Les bottes de Bob

Extrait de « Les bottes de Bob »

« Mon Impala m’a lâché entre deux de ces bleds paumés qui jalonnaient mes tournées. À une bonne centaine de kilomètres de chez moi. La voiture a hoqueté, comme quand un truc vous reste en travers de la gorge, puis elle s’est arrêtée. Impossible de la faire repartir. J’ai soulevé le capot et ça m’a confirmé ce que je savais déjà : je n’ai jamais rien compris à la mécanique.
Trois voitures sont passées sans ralentir avant qu’une Camaro bleue s’arrête. Une blondinette toute menue était au volant. La vingtaine, avec une petite robe rose à bretelles. Elle m’a souri et a dit : «Vous, vous avez l’air d’avoir sacrément besoin d’un peu de charité chrétienne !» J’ai confirmé. «Je m’appelle Emerich Hauser, j’ai ajouté. Je fais le tour des producteurs de fruits du coin pour Cliffstar. On est en train de se lancer dans les jus de fruits.» Elle a dû trouver que je n’avais pas une tête à bosser dans les jus de fruits à en croire la moue qu’elle a faite. «Moi, c’est Anna-Lisa, elle m’a répondu. Je fais le service dans un restaurant un peu plus loin. Je vous dépose quelque part ?» Je lui ai dit que ce n’était pas de refus et je lui demandé si elle connaissait un garagiste honnête dans le coin. Elle a répondu que le seul à trente kilomètres à la ronde avait fermé quelques jours pour enterrer son fils. Une gare ou un arrêt de bus auraient tout aussi bien fait mon affaire, mais dans ce genre de campagne, à cette heure-là, plus rien ne circulait. On a convenu qu’elle me laisserait à un motel.
On a roulé une dizaine de kilomètres. Anna-Lisa chantonnait un tube de Jefferson Airplane qui passait à la radio. Ça disait que tout le monde a besoin de quelqu’un à aimer. »

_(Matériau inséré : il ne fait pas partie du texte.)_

Issue #570, opened 2020-09-28
Disable signing for the 2.2.0 release


DmitryBespalov:
Disable the signing so it is not visible to the user

liliya-soroka:
Verified
app version 2.2.0 -152

PR #571, opened 2020-09-28
gh-570  Disabled signing

DmitryBespalov:
Disabled both confirm button and settings cell

### DIFF
--- a/Multisig/UI/Settings/App Settings/BasicAppSettingsView.swift
+++ b/Multisig/UI/Settings/App Settings/BasicAppSettingsView.swift
@@ -26,28 +26,8 @@ struct BasicAppSettingsView: View {
 
     var body: some View {
         List {
-            if signingKeyAddress != nil {
-                ForEach(0..<1) { _ in
-                    VStack(alignment: .leading, spacing: 4) {
-                        Text("Signing key").bold()
-                        AddressView(self.signingKeyAddress!)
-                    }
-                    .padding()
-                }
-                .onDelete { _ in
-                    do {
-                        try App.shared.keychainService.removeData(forKey: KeychainKey.ownerPrivateKey.rawValue)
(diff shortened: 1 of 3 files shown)


Multisig/UI/Settings/App Settings/BasicAppSettingsView.swift
```diff
@@ -82,6 +62,33 @@ struct BasicAppSettingsView: View {
             self.trackEvent(.settingsApp)
         }
     }
+
+    @ViewBuilder
+    var signingWalletView: some View {
+        if signingKeyAddress != nil {
+            ForEach(0..<1) { _ in
```
DmitryBespalov, line 69: I'm not going to refactor  it now, but was curious why there's ForEach to produce just 1 element?

Multisig/UI/Settings/App Settings/BasicAppSettingsView.swift
```diff
@@ -82,6 +62,33 @@ struct BasicAppSettingsView: View {
...
+                VStack(alignment: .leading, spacing: 4) {
+                    Text("Signing key").bold()
+                    AddressView(self.signingKeyAddress!)
+                }
+                .padding()
+            }
+            .onDelete { _ in
+                do {
```
DmitryBespalov, line 77: This should be in the view model / model object of some sort

Multisig/UI/Settings/App Settings/BasicAppSettingsView.swift
sche: to enable swipe to delete

DmitryBespalov: wow!

sche (approved):

PR #596, opened 2020-09-30
Gh 579/fix loading

DmitryBespalov:
- Added weak selfs everywhere in closures that capture them using Combine
- Changed loadable to load only once when the view is shown

That changed the app behavior (communicated to Liliya already):
- Switching tabs does not reload the content
- Going in and out of transaction details keeps the transaction list not reloaded and scrolled to the cell that was selected.
- Somehow transaction list cell selection is not removed after coming back from the tx details
- One artifact is that transaction list is reloading whenever the Switch Safe opened (even if not switching the safe), but I'm ok with that

The content is reloaded on the app re-opening, as it was before.

Please checkout the branch and ran it on your device to check that crashes are gone (I could not reproduce them after my fixes).

### DIFF
--- a/Multisig/UI/ENS/EnterENSNameViewModel.swift
+++ b/Multisig/UI/ENS/EnterENSNameViewModel.swift
@@ -32,14 +32,16 @@ class EnterENSNameViewModel: ObservableObject {
         subscribers.forEach { $0.cancel() }
 
         $text
-            .map { v -> String in
+            .map { [weak self] v -> String in
+                guard let `self` = self else { return "" }
                 self.reset()
                 return v.trimmingCharacters(in: .whitespacesAndNewlines)
             }
             .filter { !$0.isEmpty }
             .debounce(for: 0.5, scheduler: RunLoop.main)
             .removeDuplicates()
-            .tryMap { v -> String in
+            .tryMap { [weak self] v -> String in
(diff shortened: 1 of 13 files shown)


sche (approved):
👍

Multisig/UI/ENS/EnterENSNameViewModel.swift
```diff
@@ -32,14 +32,16 @@ class EnterENSNameViewModel: ObservableObject {
...
+                guard let `self` = self else { return "" }
                 self.reset()
                 return v.trimmingCharacters(in: .whitespacesAndNewlines)
             }
             .filter { !$0.isEmpty }
             .debounce(for: 0.5, scheduler: RunLoop.main)
             .removeDuplicates()
-            .tryMap { v -> String in
+            .tryMap { [weak self] v -> String in
+                guard let `self` = self else { return "" }
```
MouazAlzahabi, line 44: You can replace 'self' with "_" as it's not used right?

MouazAlzahabi (approved):

Multisig/UI/ENS/EnterENSNameViewModel.swift
DmitryBespalov: this will be changed in the other pr

PR #745, opened 2020-12-02
Gh 725/tx details models

DmitryBespalov:
Refactored the client gateway models so that it takes less code + made use of sub-types - I think it is better now.

I'll gradually change the current use of SCG models with the new models


Multisig/Data/Services/Safe Client Gateway Service/TransactionDetailsRequest.swift
```diff
@@ -44,3 +44,26 @@ extension SafeClientGatewayService {
         asyncExecute(request: TransactionDetailsRequest(safeTxHash: safeTxHash), completion: completion)
     }
 }
+
+struct TransactionDetailsRequestV2:  JSONRequest {
```
sche, line 48: extra space

sche (approved):

Multisig/Data/Services/Safe Client Gateway Service/SCG.swift
```diff
@@ -0,0 +1,355 @@
...
+    }
+
+    struct ExecutionInfo: Decodable {
+        var nonce: UInt256String
+        var confirmationsRequired: UInt64
+        var confirmationsSubmitted: UInt64
+        var signers: [AddressString]?
+        var confirmations: [Confirmation]?
+        var missingSigners: [AddressString]?
+
```
MouazAlzahabi, line 41: Extra space

MouazAlzahabi (approved):

Multisig/Data/Services/Safe Client Gateway Service/SCG.swift
DmitryBespalov: will fix in the latest PR

Issue #742, opened 2020-12-01
Transaction Builder and View Controller


DmitryBespalov:
![Screenshot 2020-12-01 at 11.28.14.png](https://images.zenhubusercontent.com/5c361cfa7727940fef83693b/34a7adc0-1dc3-4cf5-b159-f4ff914e876a)

liliya-soroka:
closed as no QA required

PR #755, opened 2020-12-04
gh-742 Added building of transaction data cells

DmitryBespalov:
Implemented building of the screen - all in one function 😬


sche:
It is unusual to read such amount of functions :)

I would prefer old-style with separate functions rather than functions inside functions.

As I understand cells selection is not implemented, right? I also notices that now tx details has more data than in SwiftUI
E.g.
Screenshot 2020-12-04 at 12 40 55

sche (approved):

MouazAlzahabi (approved):

DmitryBespalov:
ok, will adapt. Actions for transfers should not be shown - will change that

DmitryBespalov:
I'll merge now and will continue changes in the next PR

Issue #726, opened 2020-11-24
[UIKit] Push Notifications


DmitryBespalov:
Opening of the transaction details on push notification tap

liliya-soroka:
Verified
app version 2.7.0 (229)

PR #756, opened 2020-12-04
gh-726 Open TX Details for pushes

sche:


Multisig/UI/App/UIKit/UI Library/UIWindow+Extension.swift
```diff
@@ -0,0 +1,28 @@
...
+//  Created by Andrey Scherbovich on 04.12.20.
+//  Copyright © 2020 Gnosis Ltd. All rights reserved.
+//
+
+import UIKit
+
+extension UIWindow {
+
+    // https://stackoverflow.com/questions/6131205/how-to-find-topmost-view-controller-on-ios
+    static func topMostController() -> UIViewController? {
```
DmitryBespalov, line 14: just asking: did you test this with various app states?
- switch safes opened
- detail screen opened
- safari vc opened
- safe info overlay opened
- import owner screen opened

Multisig/UI/App/RemoteNotificationHandler.swift
```diff
@@ -168,8 +168,8 @@ class RemoteNotificationHandler {
             let appConfig = App.configuration.app
             var timestamp: String?
             if let _ = try? App.shared.keychainService.data(forKey: KeychainKey.ownerPrivateKey.rawValue) {
-                // add timestamp if there is a signing key
-                timestamp = String(Int(Date().timeIntervalSince1970 * 1_000))
+                // add timestamp in seconds if there is a signing key
```
DmitryBespalov: now this comment is not needed, the code says it

Multisig/UI/App/RemoteNotificationHandler.swift
```diff
@@ -168,8 +168,8 @@ class RemoteNotificationHandler {
...
+                timestamp = String(Int(Date().timeIntervalSince1970))
```
DmitryBespalov: I think that potentially the Int(Double) can crash because of the big value of Double (scientific notation) not fitting into Int. It is better to format the Double as a value  without decimal point

Multisig/UI/App/UIKit/UI Library/UIWindow+Extension.swift
sche: I have not tested it properly. We just managed to fix pushes, so I will continue on Monday with it

Multisig/UI/App/RemoteNotificationHandler.swift
sche: ok

Multisig/UI/App/RemoteNotificationHandler.swift
sche: agree

Multisig/UI/App/UIKit/UI Library/UIWindow+Extension.swift
sche: I have checked all mentioned use cases.

DmitryBespalov (approved):

Issue #723, opened 2020-11-24
Don't scroll up tx list when coming back from tx details


DmitryBespalov:
**UIKit only.**

When transaction list is not scrolled, and user coming back from the transaction details, then reload the list automatically.

liliya-soroka:
Reopened:
The tx list should be scrolled up and updated on the tab switch 

app version 2.7.0 (227)

liliya-soroka:
closed
verified, the tx list is not scrolled up and not updated if the tx details are opened

PR #757, opened 2020-12-04
gh-723 Add reload feature

MouazAlzahabi:
Data will be reloaded tx list is not scrolled, even when switch tabs


DmitryBespalov:
@MouazAlzahabi can it be reloaded only if coming back from the tx details? We don't need to reload on switching tabs

DmitryBespalov (approved):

« Les bottes de Bob » a été écrit en 2014, lui aussi dans le cadre d’un atelier d’écriture. Sur une consigne issue d’une nouvelle de Claire Keegan, auteure irlandaise dont on ne peut que fortement recommander la lecture, où le narrateur se voit entraîné dans une situation dont il pressent que l’issue lui sera fatale, sans rien faire pour y échapper. Je m’y suis un peu amusé avec le genre, renversant les codes pour emmener l’histoire là où on ne l’attend pas.

Cette nouvelle fait partie de celles pour lesquelles j’ai un profond attachement. Les personnages d’Anna-Lisa, la blondinette en robe rose et aux bottes trop grandes, et d’Emerich ont indirectement donné naissance à plusieurs autres nouvelles réunies dans La Plus Jeune des Frères Crimson. Elle contribue fortement à l’unité du recueil.

Ce texte esr né d’un trait, une nuit à quatre heure du matin, alors que la fièvre me tenait éveillé. Un premier jet qui a été à de nombreuses reprises retravaillé jusqu’à cette ultime version.

3ème du prix Vedrarias 2017, « Les bottes de Bob » a été publié dans le numéro 39 de la revue Rue Saint Ambroise en mars 2017.